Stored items
PR #817, opened 2024-10-01
chore: adds Python 3.7/3.8 EOL pending deprecation warning

chalmerlowe:
Adds a `PendingDeprecationWarning` and additional code logic to output that warning if the user attempts to install the repo using Python 3.7 or 3.8.

The expected outcome is that the system will display a PendingDeprecationWarning if it detects Python runtimes 3.7 or 3.8, and will display nothing if using more recent Python runtimes 3.9 to 3.x.

### DIFF
--- a/pandas_gbq/__init__.py
+++ b/pandas_gbq/__init__.py
@@ -6,6 +6,19 @@ from pandas_gbq import version as pandas_gbq_version
 
 from .gbq import Context, context, read_gbq, to_gbq  # noqa
 
+from . import _versions_helpers
+
+sys_major, sys_minor, sys_micro = _versions_helpers.extract_runtime_version()
+if sys_major == 3 and sys_minor in (7, 8):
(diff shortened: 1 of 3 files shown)


pandas_gbq/__init__.py
```diff
@@ -2,10 +2,24 @@
...
 # license that can be found in the LICENSE file.
 
+import warnings
+
 from pandas_gbq import version as pandas_gbq_version
 
+from . import _versions_helpers
 from .gbq import Context, context, read_gbq, to_gbq  # noqa
 
+sys_major, sys_minor, sys_micro = _versions_helpers.extract_runtime_version()
```
Linchin, line 12:
```suggestion
sys_major, sys_minor, _ = _versions_helpers.extract_runtime_version()
```
a nit suggestion

Linchin (approved):

PR #838, opened 2024-12-12
fix: `to_gbq` uses `default_type` for ambiguous array types and struct field types

### LINKED ISSUE #836: AttributeError: 'NoneType' object has no attribute 'to_api_repr'
In the new pandas_gqb Version 0.24.0 there seems to be a bug with writing to BigQuery tables from dataframes where there are nested columns which only include NULL values. However the Schema type should be clear since we provide a Schema for type information.

With pandas_gbq Version=0.24.0 - we get a "AttributeError: 'NoneType' object has no attribute 'to_api_repr' " Error - for the previous version 0.23.0 we do not get this error and the script works.

I assume the reason is that in the library we try to get the schema for this dataframe in "gbq.py" eventhough the schema would be provided.  The function "generate_bq_schema" fails eventhough the execution would not be necessary in this case:
```
  default_schema = _generate_bq_schema(dataframe) --> Throws the error since it can not infer the schema
  # If table_schema isn't provided, we'll create one for you
  if not table_schema:
      table_schema = default_schema
  # It table_schema is provided, we'll update the default_schema to the provided table_schema
  else:
      table_schema = pandas_gbq.schema.update_schema(
          default_schema, dict(fields=table_schema)
      )
```

#### Environment details

  - Python version: 3.12.7
  - pip version: 24.2
  - `pandas-gbq` version: 0.24.0
  - pandas version: 2.2.3
  - numpy version: 1.26.4

#### Steps to reproduce

  1. Execute script below with the above versions -> Fails.
  2. Execute script below with above versions - but adjust pandas-gbq==0.23.0 -> Works

#### Code example

```python
import pandas_gbq
import pandas as pd
import numpy as np

DESTINATION_TABLE_ID = 'INSERT_YOUR_TABLE_HERE'

schema = [
 {'name': 'Id', 'type': 'INTEGER', 'mode': 'NULLABLE'},
 {'name': 'Positions',
  'type': 'RECORD',
  'mode': 'REPEATED',
  'fields': [
   {'name': 'PositionState',
    'type': 'STRING',
    'mode': 'NULLABLE'}
  ]
}
]

works_df = pd.DataFrame([{
        'Id': 123,
        'Positions': None
}])

error_df = pd.DataFrame([{
        'Id': 123,
        'Positions': np.array([{
            'PositionState': None
        }])
}])

# Works with warning
# pandas_gbq.to_gbq(works_df, destination_table=DESTINATION_TABLE_ID, table_schema=schema, if_exists='replace')

# Throws error
pandas_gbq.to_gbq(error_df, destination_table=DESTINATION_TABLE_ID, table_schema=schema, if_exists='replace')
```

#### Stack trace
```
---------------------------------------------------------------------------
AttributeError                            Traceback (most recent call last)
Cell In[20], line 2
      1 import pandas_gbq
----> 2 pandas_gbq.to_gbq(dummy_df, destination_table='DESTINATION_TABLE_ID', table_schema=schema)

File ~/anaconda3/envs/py-312/lib/python3.12/site-packages/pandas_gbq/gbq.py:1163, in to_gbq(dataframe, destination_table, project_id, chunksize, reauth, if_exists, auth_local_webserver, table_schema, location, progress_bar, credentials, api_method, verbose, private_key, auth_redirect_uri, client_id, client_secret, user_agent, rfc9110_delimiter)
   1160 dataset_id = destination_table_ref.dataset_id
   1161 table_id = destination_table_ref.table_id
-> 1163 default_schema = _generate_bq_schema(dataframe)
   1164 # If table_schema isn't provided, we'll create one for you
   1165 if not table_schema:

File ~/anaconda3/envs/py-312/lib/python3.12/site-packages/pandas_gbq/gbq.py:1249, in _generate_bq_schema(df, default_type)
   1246 fields_json = []
   1248 for field in fields:
-> 1249     fields_json.append(field.to_api_repr())
   1251 return {"fields": fields_json}

File ~/anaconda3/envs/py-312/lib/python3.12/site-packages/google/cloud/bigquery/schema.py:353, in SchemaField.to_api_repr(self)
    350 # If this is a RECORD type, then sub-fields are also included,
    351 # add this to the serialized representation.
    352 if self.field_type.upper() in _STRUCT_TYPES:
--> 353     answer["fields"] = [f.to_api_repr() for f in self.fields]
    355 # Done; return the serialized dictionary.
    356 return answer

AttributeError: 'NoneType' object has no attribute 'to_api_repr'
```

tswast:
TODO:

- [n/a] Appropriate docs were updated (if necessary)
- [n/a] ~Include fix to not detect schema if one is provided (or merge with the provided one if need be).~ N/A. There is merge logic so that users can provide a subset of the schema. I don't think it makes sense to modify that logic in this PR.

Fixes #836 🦕


pandas_gbq/schema/pandas_to_bigquery.py
```diff
@@ -164,7 +166,13 @@ def dtype_to_bigquery_field(name, dtype) -> Optional[schema.SchemaField]:
     return None
 
 
-def value_to_bigquery_field(name, value) -> Optional[schema.SchemaField]:
+def value_to_bigquery_field(
+    name, value, default_type=None
+) -> Optional[schema.SchemaField]:
+    # There are no non-null values, so assume the default type.
```
chalmerlowe, line 172:
```suggestion
    # Set the SchemaField datatype to the given default_type if the value
    # being assessed is None.
```

tswast: Thanks! This does sound much clearer.

pandas_gbq/schema/pandas_to_bigquery.py
```diff
@@ -188,29 +197,33 @@ def value_to_bigquery_field(name, value) -> Optional[schema.SchemaField]:
     return None
 
 
-def values_to_bigquery_field(name, values) -> Optional[schema.SchemaField]:
+def values_to_bigquery_field(
+    name, values, default_type="STRING"
+) -> Optional[schema.SchemaField]:
```
chalmerlowe, line 202: **#PREFERENCE**: See note above about docstrings.

```suggestion
def values_to_bigquery_field(
    name: str, values: Any, default_type: str = "STRING"
) -> Optional[schema.SchemaField]:
    """Infers the BigQuery schema field type from a list of values.

    This function iterates through the given values to determine the
    corresponding schema field type.

    Args:
        name:
            The name of the field.
        values:
            An iterable of values to infer the type from. If all the values
            are None or the iterable is empty, the function returns None.
        default_type:
            The default field type to use if a specific type cannot be
            determined from the values. Defaults to "STRING".

    Returns:
        The schema field, or None if a type cannot be inferred.
    """
```

pandas_gbq/schema/pandas_to_bigquery.py
```diff
@@ -188,29 +197,33 @@ def value_to_bigquery_field(name, value) -> Optional[schema.SchemaField]:
...
     value = pandas_gbq.core.pandas.first_valid(values)
 
-    # All NULL, type not determinable.
+    # All values came back as NULL, thus type not determinable by this method.
```
chalmerlowe, line 205: I know we are pushing to merge to enable further work, so the following is merely a #PREFERENCE or #SUGGESTION, not a blocker.

* The code here works and tests pass so I don't feel like forcing us to fix something that isn't broken, but I wonder if we could clean up the code slightly (better readability, maintainability, efficiency). 
  * we use `isinstance(v, str)` in two functions despite the fact that the outer function calls the inner function, which does a string check and then the outer function immediately does a second `isinstance()` check.
  * we use a `field is not None` double negative style check when I suspect we can safely do an `if field` check.

Will leave it up to you to decide whether any of these changes are reasonable in this PR.

```
    value = pandas_gbq.core.pandas.first_valid(values)

    # All values came back as NULL, thus type not determinable by this method.
    # Return None so we can try other methods.
    if value is None:
        return None

    field = value_to_bigquery_field(name, value, default_type=default_type)
    if field:
        return field

    # Check plain ARRAY values. Exclude mapping types to allow pyarrow to determine
    # STRUCT which can examine more values to determine all the keys
    if isinstance(value, collections.abc.Iterable) and not isinstance(
        value, collections.abc.Mapping
    ):
        # This collection may contain only None elements or is empty, so get the
        # first non-None value we can find.
        valid_item = pandas_gbq.core.pandas.first_array_valid(values)
        field = value_to_bigquery_field(name, valid_item, default_type=default_type)
        if field:
            return schema.SchemaField(name, field.field_type, mode="REPEATED")

    return None
```

pandas_gbq/schema/pandas_to_bigquery.py
```diff
@@ -164,7 +166,14 @@ def dtype_to_bigquery_field(name, dtype) -> Optional[schema.SchemaField]:
     return None
 
 
-def value_to_bigquery_field(name, value) -> Optional[schema.SchemaField]:
+def value_to_bigquery_field(
+    name, value, default_type=None
+) -> Optional[schema.SchemaField]:
+    # Set the SchemaField datatype to the given default_type if the value
```
chalmerlowe, line 172: I know we are pushing to merge to enable further work, so the following is merely a #PREFERENCE or #SUGGESTION, not a blocker.

The code here works and tests pass so I don't feel like forcing us to fix something that isn't broken, but I wonder if we could clean up the code slightly (better readability, maintainability, efficiency).

* a type mapping removes some duplicate `isinstance()` calls and makes it easy to extend the code if we need to add checks against additional datatypes
* as seen in a comment that follows, we use `isinstance(v, str)` in two functions despite the fact that the outer function calls the inner function, which does a string check and then the outer function immediately does a second `isinstance()` check.

Will leave it up to you to decide whether any of these changes are reasonable in this PR.

```    if value is None:
        return schema.SchemaField(name, default_type)

    type_mapping = {
        str: "STRING",
        _BaseGeometry: "GEOGRAPHY",
    }

    for type_, field_type in type_mapping.items():
        if isinstance(value, type_):
            return schema.SchemaField(name, field_type)

    # For timezone-naive datetimes, the later pyarrow conversion to try and
    # learn the type add a timezone to such datetimes, causing them to be
    # recognized as TIMESTAMP type. We thus additionally check the actual data
    # to see if we need to overrule that and choose DATETIME instead.
    #
    # See: https://github.com/googleapis/python-bigquery/issues/985
    # and https://github.com/googleapis/python-bigquery/pull/1061
    # and https://github.com/googleapis/python-bigquery-pandas/issues/450
    if isinstance(value, datetime.datetime):
        return schema.SchemaField(
            name, "TIMESTAMP" if value.tzinfo else "DATETIME"
        )

    return None
```

pandas_gbq/schema/pyarrow_to_bigquery.py
```diff
@@ -37,7 +37,15 @@
 }
 
 
-def arrow_type_to_bigquery_field(name, type_) -> Optional[schema.SchemaField]:
+def arrow_type_to_bigquery_field(
```
chalmerlowe, line 40: please provide a docstring.

chalmerlowe (approved):
- [x] Please accept and/or add docstrings. 
- [x] Please consider the other suggestions for inclusion, but not blockers.

Approving this PR based on addition of docstrings.

pandas_gbq/schema/pandas_to_bigquery.py
tswast: Good point. Removed the redundant string check.

pandas_gbq/schema/pyarrow_to_bigquery.py
tswast: Added

PR #880, opened 2025-02-14
chore: Add docs confit path to .readthedocs.yml

Linchin:
Fixes test failures such as https://readthedocs.org/projects/pandas-gbq/builds/27154263/


Linchin:
use #881 instead

PR #891, opened 2025-03-05
build: use python 3.10 for testing

parthea:
This should resolve the following issue in the `prerelease` nox session

```
ERROR: Package 'google-cloud-bigquery' requires a different Python: 3.8.20 not in '>=3.9'
nox > Session prerelease failed.
```


Linchin (approved):
LGTM, thanks a lot for fixing the test

Linchin:
@parthea  Looks like we need to update the template for owlbot instead?

PR #909, opened 2025-04-22
refactor: break down gbq.py file to several smaller ones

sycai:
The intention of this PR is to re-organize the code to make it easier to implement the dry_run feature: https://github.com/googleapis/google-cloud-python/issues/14485

The file `gbq.py` contains too many lines which makes it hard for code navigations.

Change summary:
* `GbqConnector` and its helper functions are relocated from `gbq.py` to a new file `gbq_connector.py`
* Exceptions defined in `gbq.py` are relocated to `exceptions.py` file. 
* `Context` class and `context` global instance are relocated from `gbq.py` to a new file `context.py`. 

These items are all imported back to the `gbq.py` file to avoid breaking imports of our downstream products.


pandas_gbq/gbq.py
```diff
@@ -6,32 +6,20 @@
...
-# dependencies in the pandas package, which has an optional dependency on
-# pandas-gbq.
-if typing.TYPE_CHECKING:  # pragma: NO COVER
-    import pandas
-
-import pandas_gbq.constants
-import pandas_gbq.exceptions
-from pandas_gbq.exceptions import GenericGBQException, QueryTimeout
+from pandas_gbq.contexts import context
+from pandas_gbq.exceptions import (
```
tswast, line 12: Let's be explicit about what aliases we are keeping around with `__all__` + a comment explaining why these "unused" aliases are here.

sycai: `__all__` may give us extra burden due to potential star imports. I used `# noqa` to mark all unused imports instead.

pandas_gbq/gbq_connector.py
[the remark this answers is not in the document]
sycai: As discussed offline. We won't address this issue for now.

That said, GbqConnector does seem like an over-engineered OOP class.

chalmerlowe (approved):
LGTM. Approving, pending resolution of failing tests in prerelease CI/CD checks.

PR #927, opened 2025-06-03
fix: remove pandas-gbq client ID for authentication

tswast:
pandas-gbq's client ID has been failing for some time due to `Error 400: redirect_uri_mismatch`. Since it's only used for a fallback if no application default credentials are available, it's probably OK to use pydata-google-auth's client ID instead.

Fixes #<issue_number_goes_here> 🦕


mrfaizal (approved):
lgtm assuming we're ok removing a fallback option. since it wasn't working anyways, this is no worse than before.

shuoweil (approved):

PR #419, opened 2018-06-11
fix(cloudweb): display runtimes in external multisite creation

cbourgois:
### Description of the Change

Allow the user to select the runtime in external multisite creation (cloudweb)

### DIFF
--- a/client/app/hosting/multisite/add/external/hosting-multisite-add-external.html
+++ b/client/app/hosting/multisite/add/external/hosting-multisite-add-external.html
@@ -57,6 +57,24 @@
         </div>
     </div>
 
+    <div class="form-group" data-ng-if="hosting.isCloudWeb">
+        <label class="control-label col-md-4" for="selectedRuntime" data-i18n-static="hosting_tab_DOMAINS_configuration_modify_step1_runtime"></label>
+        <div data-ng-if="loaders.runtimes">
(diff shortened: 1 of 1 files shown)


client/app/hosting/multisite/add/external/hosting-multisite-add-external.html
```diff
@@ -57,6 +57,26 @@
         </div>
     </div>
 
+    <div class="form-group" data-ng-if="hosting.isCloudWeb">
+        <label class="control-label col-md-4" for="selectedRuntime" data-i18n-static="hosting_tab_DOMAINS_configuration_modify_step1_runtime"></label>
+        <div data-ng-if="loaders.runtimes">
+            <oui-spinner data-size="s"></oui-spinner>
+        </div>
+
+        <div data-ng-if="!loaders.runtimes">
```
antleblanc: You can apply `data-ng-if="!loaders.runtimes"` directly to `<div class="col-md-8">`.

client/app/hosting/multisite/add/external/hosting-multisite-add-external.html
```diff
@@ -57,6 +57,26 @@
...
+            <div class="col-md-8">
+                <div class="oui-select oui-select_inline mb-0">
```
marie-j: Why not use `<oui-select>` component ?

PR #435, opened 2018-06-19
fix: fix guide tile

neolitec:
SCFRCA-1128 - Guides and Tips button display badly when opened

### DIFF
--- a/client/app/components/guides/guides.html
+++ b/client/app/components/guides/guides.html
@@ -1,22 +1,34 @@
-<div class="oui-tile mb-5" data-ng-if="!!guideConfiguration && guideConfiguration.length > 0">
-    <h3 class="oui-tile__title" data-ng-bind="guidesTitle"></h3>
+<div class="oui-tile oui-tile_collapsible mb-5"
+     data-ng-if="!!guideConfiguration && guideConfiguration.length > 0">
+    <h3 class="oui-tile__title"
+        data-ng-bind="guidesTitle">
+    </h3>
     <div class="oui-tile__body">
-        <div class="oui-tile__item" data-ng-repeat="guideSection in guideConfiguration track by $index">
-            <div class="oui-tile__item_button">
-                <button type="button" class="oui-tile__button oui-button oui-button_link oui-button_full-width d-flex text-wrap" data-ng-click="toggleGuides($index)"
-                        data-ng-class="{ 'showGuidesStatus': item.active }">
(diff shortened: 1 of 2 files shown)


client/app/components/guides/guides.less
```diff
@@ -1,13 +1,7 @@
...
-
-.lightbulb-guide {
-    button {
-        background-color: transparent;
-        color: @textColor;
-        padding: .5rem 0;
-        text-align: left;
-        white-space: normal;
-        width: 100%;
+.oui-tile {
```
antleblanc: Does it will be backported to OVH UI Kit? If yes, could you please adding a comment such as "TODO: should be removed when it will be available on the OVH UI Kit"

client/app/components/guides/guides.html
```diff
@@ -1,15 +1,13 @@
...
-                <button type="button" class="oui-tile__button oui-button oui-button_link oui-button_full-width d-flex text-wrap" data-ng-click="toggleGuides($index)"
-                        data-ng-class="{ 'showGuidesStatus': item.active }">
-                    <span data-ng-bind="tr(guideSection.title)"></span>
-                    <span data-ng-show="showGuidesStatus[$index]" class="fa fa-chevron-up my-auto ml-auto"></span>
-                    <span data-ng-show="!showGuidesStatus[$index]" class="fa fa-chevron-down my-auto ml-auto"></span>
-                </button>
-            </div>
+        <div class="oui-tile__item oui-tile__item_button" data-ng-repeat="guideSection in guideConfiguration track by $index">
+            <button type="button" class="oui-tile__button oui-button oui-button_link oui-button_full-width d-flex text-wrap" data-ng-click="toggleGuides($index)"
+                    data-ng-class="{ 'showGuidesStatus': item.active }">
```
antleblanc: Class `showGuidesStatus` is no longer used, so I think you can get rid of `data-ng-class`.

client/app/components/guides/guides.less
FredericEspiau: Pretty sure that most "TODO" are just comments that will be forgotten in near future

antleblanc: That's your opinion but a "TODO" comment is always appreciable if in a near future someone goes through here AND/OR decide to tackle some TODOs.

antleblanc:
@neolitec I finally updated your changes/commit by removing unused class `showGuidesStatus` and update commit message.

Work order: If a line comes after the one containing "3.7 or 3.8.", leave it out; set down every line of the data before it, and that line itself, exactly.

Solution for this problem:
PR #817, opened 2024-10-01
chore: adds Python 3.7/3.8 EOL pending deprecation warning

chalmerlowe:
Adds a `PendingDeprecationWarning` and additional code logic to output that warning if the user attempts to install the repo using Python 3.7 or 3.8.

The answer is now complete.